EXERCISE
Report how many lines in the listing below include the string "userObj", and write nothing more.

#### WORKING DATA ####

PR #583, opened 2018-01-12
Use reflection to find RunSummary property

karb0f0s:
Use reflection on fixture class instead of explicit casting to TestsFixture class. This would allow to have multiple Assembly Fixtures and to not rely on RunSummary property naming


pouladpld:
@karb0f0s my initial thought was to avoid multiple assembly fixtures. However, some props could be separated from `TestsFixture` such as `ChannelChat`, `PrivateChat`, and `AllowedUserNames`.

karb0f0s:
Well, with this kind of tight coupling there is no need to use AssemblyFixtureAttribute and it is possible to simplify AfterTestAssemblyStartingAsync to this:
```c#
            Aggregator.Run(() =>
                _assemblyFixtureMappings.Add(typeof(TestsFixture), Activator.CreateInstance(typeof(TestsFixture))));
```

PR #584, opened 2018-01-12
Make parameterless constructors for InlineQueryResults private and other changes

Banane9:
* Made the parameterless constructors for InlineQueryResults private (Json.Net can still use them)
* Made required properties for the MessageContent objects have private setters and added constructors to them
* Made the StopReceiving() method on the BotClient not throw WebExceptions or TaskCanceled exceptions


Banane9:
Added custom equality based on a User's Id (instead of default reference equality) to the User class, so that you can use the user object as key in a dictionary for example.

pouladpld:
@Banane9 I pushed a few changes here
<https://github.com/TelegramBots/telegram.bot/commits/pr584>

PR #587, opened 2018-01-16
pr584

pouladpld:
Following #584 by @Banane9

### DIFF
--- a/src/Telegram.Bot/Types/User.cs
+++ b/src/Telegram.Bot/Types/User.cs
@@ -45,24 +45,39 @@ namespace Telegram.Bot.Types
         [JsonProperty(DefaultValueHandling = DefaultValueHandling.Ignore)]
         public string LanguageCode { get; set; }
 
-        /// <inheritdoc/>
+        /// <inheritdoc />
         public override bool Equals(object obj)
         {
-            var userObj = obj as User;
+            if (!(obj is User other))
+                return false;
 
-            return userObj != null && userObj.Id == Id;
+            return Id == other.Id &&
+                   IsBot == other.IsBot &&
+                   FirstName == other.FirstName &&
+                   LastName == other.LastName &&
+                   Username == other.Username &&
+                   LanguageCode == other.LanguageCode;
         }
 
-        /// <inheritdoc/>
+        /// <inheritdoc />
         public override int GetHashCode()
         {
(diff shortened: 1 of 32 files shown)


test/Telegram.Bot.Tests.Unit/UserTests.cs
```diff
@@ -0,0 +1,74 @@
...
+            User user1Copy = JsonConvert.DeserializeObject<User>(json1);
+            User user2 = JsonConvert.DeserializeObject<User>(json2);
+
+            Dictionary<User, string> dict = new Dictionary<User, string>
+            {
+                {user1, nameof(user1)},
+                {user2, nameof(user2)}
+            };
+
+            Assert.Equal(nameof(user1), dict[user1]);
```
Banane9: This would be true regardless of implementing custom equality; use user1Copy for accessing the dictionary to test custom equality

src/Telegram.Bot/Types/User.cs
```diff
@@ -44,5 +45,60 @@ public class User
...
+        /// <inheritdoc />
+        public override bool Equals(object obj) => Equals(obj as User);
+
+        /// <inheritdoc />
+        public bool Equals(User other)
+        {
+            if (ReferenceEquals(null, other)) return false;
+            if (ReferenceEquals(this, other)) return true;
+
+            return Id == other.Id &&
```
Banane9: Specifically only used Id to compare, so that a user still compares the same, if they change their name at any time during conversation with the bot

src/Telegram.Bot/Types/User.cs
```diff
@@ -44,5 +45,60 @@ public class User
...
+        /// <summary>
+        /// Compares two users for inequality
+        /// </summary>
+        /// <param name="lhs">Left-hand side user in expression</param>
+        /// <param name="rhs">Right-hand side user in expression</param>
+        /// <returns>true if users are not equal, otherwise false</returns>
+        public static bool operator !=(User lhs, User rhs) => !(lhs == rhs);
+
+        /// <inheritdoc />
+        public override int GetHashCode()
```
Banane9: hashcode should reflect the equality, if that's changed

Banane9:
Just noticed this now, somehow - thanks for merging!

PR #598, opened 2018-02-10
Fix descriptions of two properties of InlineKeyboardButton

Olgabrezel:


pouladpld:
@Olgabrezel Thank you

PR #605, opened 2018-02-24
ParseMode to Caption video for InlineQueryResultVideo

Startname:
Hello
Please add parse_mode to caption video for InlineQueryResultVideo


pouladpld:
@Startname We will release soon.

PR #802, opened 2018-10-27
Add option to change the Token after initialization

MihaZupan:


poulad:
The bot client is immutable as of now. This feature makes it mutable.

MihaZupan:
See group chat history from today, proposed by @adelaiglesia

poulad:
Bot client is currently immutable. This change will make it mutable. Users might already have made assumptions on this.

I assumed the bot is the same in my bot framework for ASP.NET Core. However, a bot's token could be updated w/o restarting the web app process. [See configs docs]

####

RESULT BELOW
2